◆ WHAT IS BEING ASKED ◆
The required output is every line from the beginning of the entries below through the line that includes "In 2020, [another", copied exactly.

◆ MATERIALS PROVIDED ◆
Content starts

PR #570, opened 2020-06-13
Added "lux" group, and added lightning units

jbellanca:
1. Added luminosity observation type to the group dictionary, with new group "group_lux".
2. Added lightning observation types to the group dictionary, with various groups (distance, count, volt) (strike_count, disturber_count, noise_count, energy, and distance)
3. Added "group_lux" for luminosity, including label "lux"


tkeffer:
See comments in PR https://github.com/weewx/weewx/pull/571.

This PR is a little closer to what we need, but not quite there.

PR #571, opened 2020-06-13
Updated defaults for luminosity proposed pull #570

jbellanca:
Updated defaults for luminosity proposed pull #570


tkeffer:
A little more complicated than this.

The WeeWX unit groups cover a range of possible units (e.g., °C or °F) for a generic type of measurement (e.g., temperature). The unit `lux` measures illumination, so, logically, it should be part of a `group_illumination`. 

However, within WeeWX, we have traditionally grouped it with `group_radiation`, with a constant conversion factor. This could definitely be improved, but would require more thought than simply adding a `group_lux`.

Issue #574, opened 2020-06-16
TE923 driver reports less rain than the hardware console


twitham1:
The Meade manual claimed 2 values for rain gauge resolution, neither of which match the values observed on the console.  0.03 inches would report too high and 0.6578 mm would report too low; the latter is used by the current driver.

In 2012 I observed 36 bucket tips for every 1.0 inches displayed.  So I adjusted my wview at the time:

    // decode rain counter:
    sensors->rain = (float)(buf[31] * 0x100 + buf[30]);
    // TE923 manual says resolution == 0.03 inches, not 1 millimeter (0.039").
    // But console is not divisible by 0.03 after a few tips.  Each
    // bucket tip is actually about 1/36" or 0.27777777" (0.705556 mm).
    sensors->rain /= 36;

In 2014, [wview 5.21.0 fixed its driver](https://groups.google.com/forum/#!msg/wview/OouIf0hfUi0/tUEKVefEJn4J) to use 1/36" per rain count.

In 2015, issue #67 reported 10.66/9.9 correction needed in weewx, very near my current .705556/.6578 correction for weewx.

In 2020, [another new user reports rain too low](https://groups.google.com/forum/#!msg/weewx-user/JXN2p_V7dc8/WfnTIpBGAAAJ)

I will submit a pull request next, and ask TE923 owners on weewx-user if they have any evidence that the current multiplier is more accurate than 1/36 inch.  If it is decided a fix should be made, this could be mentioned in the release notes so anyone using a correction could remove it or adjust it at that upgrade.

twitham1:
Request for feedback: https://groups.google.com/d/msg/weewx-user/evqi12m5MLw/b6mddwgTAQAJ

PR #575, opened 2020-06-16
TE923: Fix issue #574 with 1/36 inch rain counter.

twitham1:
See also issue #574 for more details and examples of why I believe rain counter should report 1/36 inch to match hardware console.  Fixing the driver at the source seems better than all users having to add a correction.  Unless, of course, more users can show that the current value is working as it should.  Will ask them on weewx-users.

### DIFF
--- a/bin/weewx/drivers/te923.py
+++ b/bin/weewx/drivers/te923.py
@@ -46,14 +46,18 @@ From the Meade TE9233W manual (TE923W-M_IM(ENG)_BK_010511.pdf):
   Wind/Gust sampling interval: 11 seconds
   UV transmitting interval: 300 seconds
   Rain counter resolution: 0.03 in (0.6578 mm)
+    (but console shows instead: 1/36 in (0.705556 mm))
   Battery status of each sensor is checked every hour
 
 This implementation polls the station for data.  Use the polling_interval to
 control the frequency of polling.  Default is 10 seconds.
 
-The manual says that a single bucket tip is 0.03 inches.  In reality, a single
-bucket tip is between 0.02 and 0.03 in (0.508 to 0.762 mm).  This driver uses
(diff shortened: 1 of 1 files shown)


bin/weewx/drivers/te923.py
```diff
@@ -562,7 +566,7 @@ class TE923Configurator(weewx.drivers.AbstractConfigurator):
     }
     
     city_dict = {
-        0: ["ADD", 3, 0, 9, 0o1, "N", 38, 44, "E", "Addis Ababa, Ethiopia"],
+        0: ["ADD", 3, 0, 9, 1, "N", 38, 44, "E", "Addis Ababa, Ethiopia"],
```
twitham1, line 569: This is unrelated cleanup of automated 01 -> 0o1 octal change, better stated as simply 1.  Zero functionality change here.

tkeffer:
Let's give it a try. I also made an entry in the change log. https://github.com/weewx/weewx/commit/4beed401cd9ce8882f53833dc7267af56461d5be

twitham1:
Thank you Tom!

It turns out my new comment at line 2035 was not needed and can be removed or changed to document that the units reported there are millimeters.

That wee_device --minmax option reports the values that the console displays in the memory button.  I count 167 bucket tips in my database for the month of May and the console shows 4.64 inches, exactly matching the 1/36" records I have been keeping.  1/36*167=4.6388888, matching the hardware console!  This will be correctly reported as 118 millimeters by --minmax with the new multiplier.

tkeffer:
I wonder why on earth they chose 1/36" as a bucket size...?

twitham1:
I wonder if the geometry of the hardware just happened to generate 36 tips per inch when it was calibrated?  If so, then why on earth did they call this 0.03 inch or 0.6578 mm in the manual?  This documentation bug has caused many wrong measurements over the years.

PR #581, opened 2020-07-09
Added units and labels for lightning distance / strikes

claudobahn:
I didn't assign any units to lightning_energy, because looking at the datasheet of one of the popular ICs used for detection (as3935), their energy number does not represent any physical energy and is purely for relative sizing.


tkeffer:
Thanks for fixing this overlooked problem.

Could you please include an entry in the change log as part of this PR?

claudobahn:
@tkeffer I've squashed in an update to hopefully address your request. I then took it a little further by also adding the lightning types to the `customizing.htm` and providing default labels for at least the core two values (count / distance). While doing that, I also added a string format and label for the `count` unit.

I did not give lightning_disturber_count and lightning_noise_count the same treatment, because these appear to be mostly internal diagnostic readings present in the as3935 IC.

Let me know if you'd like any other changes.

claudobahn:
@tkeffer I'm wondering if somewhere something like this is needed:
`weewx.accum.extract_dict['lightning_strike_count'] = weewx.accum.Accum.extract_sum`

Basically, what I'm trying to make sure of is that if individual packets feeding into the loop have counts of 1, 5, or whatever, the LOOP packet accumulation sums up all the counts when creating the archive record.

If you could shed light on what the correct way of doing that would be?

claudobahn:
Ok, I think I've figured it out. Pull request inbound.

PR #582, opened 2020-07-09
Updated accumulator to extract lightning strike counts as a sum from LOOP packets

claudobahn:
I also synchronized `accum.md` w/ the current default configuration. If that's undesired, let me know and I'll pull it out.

Content ends

◆ ANSWER SPACE ◆
PR #570, opened 2020-06-13
Added "lux" group, and added lightning units

jbellanca:
1. Added luminosity observation type to the group dictionary, with new group "group_lux".
2. Added lightning observation types to the group dictionary, with various groups (distance, count, volt) (strike_count, disturber_count, noise_count, energy, and distance)
3. Added "group_lux" for luminosity, including label "lux"


tkeffer:
See comments in PR https://github.com/weewx/weewx/pull/571.

This PR is a little closer to what we need, but not quite there.

PR #571, opened 2020-06-13
Updated defaults for luminosity proposed pull #570

jbellanca:
Updated defaults for luminosity proposed pull #570


tkeffer:
A little more complicated than this.

The WeeWX unit groups cover a range of possible units (e.g., °C or °F) for a generic type of measurement (e.g., temperature). The unit `lux` measures illumination, so, logically, it should be part of a `group_illumination`. 

However, within WeeWX, we have traditionally grouped it with `group_radiation`, with a constant conversion factor. This could definitely be improved, but would require more thought than simply adding a `group_lux`.

Issue #574, opened 2020-06-16
TE923 driver reports less rain than the hardware console


twitham1:
The Meade manual claimed 2 values for rain gauge resolution, neither of which match the values observed on the console.  0.03 inches would report too high and 0.6578 mm would report too low; the latter is used by the current driver.

In 2012 I observed 36 bucket tips for every 1.0 inches displayed.  So I adjusted my wview at the time:

    // decode rain counter:
    sensors->rain = (float)(buf[31] * 0x100 + buf[30]);
    // TE923 manual says resolution == 0.03 inches, not 1 millimeter (0.039").
    // But console is not divisible by 0.03 after a few tips.  Each
    // bucket tip is actually about 1/36" or 0.27777777" (0.705556 mm).
    sensors->rain /= 36;

In 2014, [wview 5.21.0 fixed its driver](https://groups.google.com/forum/#!msg/wview/OouIf0hfUi0/tUEKVefEJn4J) to use 1/36" per rain count.

In 2015, issue #67 reported 10.66/9.9 correction needed in weewx, very near my current .705556/.6578 correction for weewx.

In 2020, [another new user reports rain too low](https://groups.google.com/forum/#!msg/weewx-user/JXN2p_V7dc8/WfnTIpBGAAAJ)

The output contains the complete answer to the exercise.